┌────────

Issue #4758, opened 2021-05-06
Add tests for WebUI


bsimonova:
I am creating this issue to keep track of commits for WebUI tests I am developing using Playwright for Python tool.

PR #4771, opened 2021-05-19
Issue 4758 - Add tests for WebUI

bsimonova:
Description:
Added some basic tests for WebUI (login, create instance etc.). These tests need
specific environment to be run so they will be skipped in normal conditions.
Playwright for Python was used to develop the tests and they pass in latest
RHDS version with Firefox and Chromium.

Relates: https://github.com/389ds/389-ds-base/issues/4758

Reviewed by: ???

### DIFF
--- a/.github/workflows/pytest.yml
+++ b/.github/workflows/pytest.yml
@@ -66,7 +66,12 @@ jobs:
         set -x
         CID=$(sudo docker run -d -h server.example.com --privileged --rm --shm-size=4gb -v /sys/fs/cgroup:/sys/fs/cgroup:rw,rslave -v ${PWD}:/workspace quay.io/389ds/ci-images:test)
         sudo docker exec $CID sh -c "dnf install -y -v dist/rpms/*rpm"
-        sudo docker exec $CID py.test  --suppress-no-test-exit-code  -m "not flaky" --junit-xml=pytest.xml --html=pytest.html -v dirsrvtests/tests/suites/${{ matrix.suite }}
+        export PASSWD=$(openssl rand -base64 32)
+        sudo docker exec $CID sh -c "echo \"${PASSWD}\" | passwd --stdin root"
+        sudo docker exec $CID sh -c "systemctl start dbus.service"
+        sudo docker exec $CID sh -c "systemctl enable --now cockpit.socket"
+        sudo docker exec -e WEBUI=1 -e DEBUG=pw:api -e PASSWD="${PASSWD}" $CID py.test  --suppress-no-test-exit-code  -m "not flaky" --junit-xml=pytest.xml --html=pytest.html --browser=firefox --browser=chromium -v dirsrvtests/tests/suites/${{ matrix.suite }}
+
     - name: Make the results file readable by all
       if: always()
       run: |
--- a/dirsrvtests/tests/suites/webui/__init__.py
+++ b/dirsrvtests/tests/suites/webui/__init__.py
@@ -1,0 +1,110 @@
+# --- BEGIN COPYRIGHT BLOCK ---
+# Copyright (C) 2021 Red Hat, Inc.
+# All rights reserved.
+#
+# License: GPL (version 3 or any later version).
+# See LICENSE for details.
+# --- END COPYRIGHT BLOCK ---
+#
+
+import pytest
+import distro
+import os
+
+from lib389.utils import *
+from lib389.topologies import topology_st
+
+pytest.importorskip('playwright')
+
+RHEL = 'Red Hat Enterprise Linux'
+
+
+# in cockpit-250 some selectors got renamed so this function returns True if cockpit version is 250 or higher
+def check_cockpit_version_is_higher():
+    f = os.popen('rpm -q cockpit')
+    arq = f.readline()
+    version = arq.split("-")[1]
+
+    return int(version) >= 250
+
+
+# the iframe selection differs for chromium and firefox browser
+def determine_frame_selection(page, browser_name):
+    if browser_name == 'firefox':
+        frame = page.query_selector('iframe[name=\"cockpit1:localhost/389-console\"]').content_frame()
+    else:
+        frame = page.frame('cockpit1:localhost/389-console')
+
+    return frame
+
+
+# sometimes on a slow machine the iframe is not loaded yet, so we check for it until
+# it is available or the timeout is exhausted
+def check_frame_assignment(page, browser_name):
+    timeout = 80
+    count = 0
+    frame = determine_frame_selection(page, browser_name)
+
+    while (frame is None) and (count != timeout):
+        log.info('Waiting 0.5 seconds for iframe availability')
+        time.sleep(0.5)
+        count += 0.5
+        frame = determine_frame_selection(page, browser_name)
+
+    return frame
+
+
+def remove_instance_through_lib(topology):
+    log.info('Check and remove instance before starting tests')
+    if topology.standalone.exists():
+        topology.standalone.delete()
+
+
+def remove_instance_through_webui(topology, page):
+    frame = page.frame('cockpit1:localhost/389-console')
+
+    log.info('Check if instance exist')
+    if topology.standalone.exists():
+        log.info('Delete instance')
+        frame.wait_for_selector('#ds-action')
+        frame.click('#ds-action')
+        frame.click('#remove-ds')
+        frame.check('#modalChecked')
+        frame.click('//button[normalize-space(.)=\'Remove Instance\']')
+        frame.wait_for_selector("#no-inst-create-btn")
+        log.info('Instance deleted')
+
+
+def setup_login(page):
+    password = ensure_str(os.getenv('PASSWD'))
+    page.set_viewport_size({"width": 1920, "height": 1080})
+
+    # increase default timeout to wait enough time on a slow machine for selector availability
+    # (it will wait just enough time for the selector to be available,
+    # it won't stop for 80 000 miliseconds each time it is called)
+    page.set_default_timeout(65000)
+
+    page.goto("http://localhost:9090/")
+
+    # We are at login page
+    page.fill('#login-user-input', 'root')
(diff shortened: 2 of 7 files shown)


bsimonova:
I see a failure in checks because of missing playwright. Will fix this.

vashirov:
> I see a failure in checks because of missing playwright. Will fix this.

Right, test container image was missing playwright. I've just added it.
But please add a check to the test for this module and skip its execution if the module is not found.
Thanks.

vashirov:
@bsimonova, please also add `WEBUI=1` env variable for py.test here: https://github.com/389ds/389-ds-base/blob/f5b2cfb35a1686efa4ec03d61aaa1a22c2056ca4/.github/workflows/pytest.yml#L68
Thanks.

bsimonova:
I added importorskip for playwright and modified the pytest.yml.

bsimonova:
@vashirov Can you please advise me how to put WEBUI=1 in pytest.yml correctly there? It seems to break the checks as it is now.

vashirov:
Try to pass ` -e WEBUI=1` to `docker exec`, not to `py.test`, see https://docs.docker.com/engine/reference/commandline/exec/#run-docker-exec-on-a-running-container for the examples.

dirsrvtests/tests/suites/webui/__init__.py
```diff
@@ -0,0 +1,62 @@
...
+
+def setup_login(page):
+    page.set_viewport_size({"width": 1920, "height": 1080})
+    page.goto("http://localhost:9090/")
+
+    # We are at login page
+    page.fill('#login-user-input', 'root')
+    page.fill('#login-password-input', 'redhat')
+    page.click("#login-button")
+    page.wait_for_selector('text=Red Hat Directory Server')
```
vashirov: I've added missing dependencies. Test now fails here. On Fedora it's "389 Directory Server".
It would be also nice to capture screenshot on failure, so it would be easier to investigate such failures. See example here https://github.com/microsoft/playwright-pytest#screenshot-on-test-failure

vashirov: And `DEBUG=pw:api` would be useful too for stack traces from playwright.

dirsrvtests/tests/suites/webui/__init__.py
```diff
@@ -0,0 +1,62 @@
...
+    #assert frame.is_visible("#no-inst-create-btn")
+
+
+def setup_login(page):
+    page.set_viewport_size({"width": 1920, "height": 1080})
+    page.goto("http://localhost:9090/")
+
+    # We are at login page
+    page.fill('#login-user-input', 'root')
+    page.fill('#login-password-input', 'redhat')
```
vashirov: Found another issue with the CI container image. We don't have password set there. I don't like the idea of hardcoding the password, I'd rather generate it on runtime, change it before the start of the test and pass the value to the test, so it can use it. I'll send you the proposed changes.

dirsrvtests/tests/suites/webui/__init__.py
bsimonova: Ahh, I knew I wanted to include screenshots :D thanks for reminder.
I had to install slugify and unicode-slugify to make the paths work. Would this dependency be ok with us or do we want to modify it without slugify?
You mean to add DEBUG=pw:api to pytest.yml?

dirsrvtests/tests/suites/webui/__init__.py
bsimonova: I also don't like the hardcoded value so I am glad there is another suggestion. Thanks, will check the changes.

dirsrvtests/tests/suites/webui/__init__.py
vashirov: > I had to install slugify and unicode-slugify to make the paths work. Would this dependency be ok with us or do we want to modify it without slugify?

Are both of these needed or just `python-slugify`?

> You mean to add DEBUG=pw:api to pytest.yml?

Correct.

bsimonova: Just python-slugify should be enough.

dirsrvtests/tests/suites/webui/login/login_test.py
```diff
@@ -0,0 +1,113 @@
...
+         2. Success
+         3. Login successful
+         4. Page redirection successful
+         5. We are at login page
+    """
+
+    assert page.url == "http://localhost:9090/389-console"
+
+    log.info('Let us log out')
+    page.click('#content-user-name')
```
vashirov: In cockpit-250 on F34 it's a new selector "#navbar-dropdown".

dirsrvtests/tests/suites/webui/__init__.py
```diff
@@ -0,0 +1,68 @@
...
+
+    # We are at login page
+    page.fill('#login-user-input', 'root')
+    page.fill('#login-password-input', password)
+    page.click("#login-button")
+    if RHEL in distro.linux_distribution():
+        page.wait_for_selector('text=Red Hat Directory Server')
+        page.click('text=Red Hat Directory Server')
+    else:
+        page.wait_for_selector('389 Directory Server')
```
vashirov: Missing `text=` in the selector

.github/workflows/pytest.yml
```diff
@@ -65,7 +65,9 @@ jobs:
         set -x
         CID=$(sudo docker run -d -h server.example.com --privileged --rm -v /sys/fs/cgroup:/sys/fs/cgroup:rw,rslave -v ${PWD}:/workspace quay.io/389ds/ci-images:test)
         sudo docker exec $CID sh -c "dnf install -y -v dist/rpms/*rpm"
-        sudo docker exec $CID py.test  --suppress-no-test-exit-code  -m "not flaky" --junit-xml=pytest.xml -v dirsrvtests/tests/suites/${{ matrix.suite }}
+        export PASSWD=$(openssl rand -base64 32)
+        sudo docker exec $CID sh -c "echo \"${PASSWD}\" | passwd --stdin root"
+        sudo docker exec -e WEBUI=1 -e DEBUG=pw:api -e PASSWD="${PASSWD}" $CID py.test  --suppress-no-test-exit-code  -m "not flaky" --junit-xml=pytest.xml -v dirsrvtests/tests/suites/${{ matrix.suite }}
```
vashirov: We should also start `cockpit.socket`, but maybe I should fix it in the image itself.

vashirov (changes requested):

dirsrvtests/tests/suites/webui/create/create_instance_test.py
```diff
@@ -0,0 +1,212 @@
...
+    :setup: Standalone instance
+    :steps:
+         1. Go to Red Hat Directory server side tab page
+         2. Check there is Create New Instance button when no instance exists
+    :expectedresults:
+         1. Success
+         2. Button is visible
+    """
+
+    frame = page.frame('cockpit1:localhost/389-console')
```
vashirov: All tests fail with firefox, because for some reason selection of the frame by name returns `None`. If I select a frame from `page.frames` list, then it works. But the index of the required frame can change. 
I ran codegen to see what it suggests, and after adding this snippet, frame selection works:
```
    # Click text=389 Directory Server
    # with page.expect_navigation(url="http://localhost:9090/389-console"):
    with page.expect_navigation():
        page.click("text=389 Directory Server")
    assert page.url == "http://localhost:9090/389-console"

```

bsimonova: I applied the changes and we should have the tests fixed for chromium now at least. But for firefox I still have issues accessing the frame. Your snippet works but it fails with frames when proceeding to create instance.
I ran codegen and it produced this:
```
         # Click text=389 Directory Server
         # with page.expect_navigation(url="https://localhost:9090/389-console"):
         with page.expect_navigation():
             page.click("text=389 Directory Server")
         # assert page.url == "http://localhost:9090/389-console"

         # Go to https://localhost:9090/389-console
         page.goto("http://localhost:9090/389-console")

         # Click text=Create New Instance
         page.frame(name="cockpit1:localhost/389-console").click("text=Create New Instance")
```

The last line works in codegen but fails in tests again with a NoneType object. I have to investigate more.

bsimonova: @vashirov
Also I see it fails in checks again with connection refused. All  tests pass on my machine for chromium (I am still fixing firefox). Could it be an issue with how I set the password for the docker?

vashirov: IIRC there was an issue with `dbus.service` and `cockpit.socket` not starting by default. 
Could you please add this before running the tests to see if it helps:
```
sudo docker exec $CID sh -c "systemctl start dbus.service"
sudo docker exec $CID sh -c "systemctl enable --now cockpit.socket"
```

vashirov: I've added cockpit to the test image and enabling `cockpit.socket` works now. Some tests have finally passed, but some are failing due to timeout. There should be screenshots generated on failure, but currently they are not captured as part of the artifact collection step, we need to extend it too. I'll look into this tomorrow.

bsimonova:
@vashirov 
I see that for firefox we are missing dependency "libdbus-glib-1.so.2". Can you please add package dbus-glib to the installation?
Thanks!

Also the changes I made:

- added --browser firefox and chromium option to pytest.yml, it shouldn't be affecting regular tests
- iframe selection is determined by browser type in __init__.py
- cockpit version is checked in __init__.py because of renamed selector
- increased the default timeout from 30 000 to 60 000 miliseconds as the default value exceeded easily on slower machines

I will investigate why the failing tests still have timeout at checkbox.

bsimonova:
@vashirov 
The tests seem to be working now as some selectors got renamed.
Please review. Thanks!

vashirov (approved):
Looks good, let's merge this :)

└────────

**ASSIGNMENT:** The answer must be every line of the records that contains the word "distro".

**RESPONSE FOR THIS EXERCISE:**
+import distro
+    if RHEL in distro.linux_distribution():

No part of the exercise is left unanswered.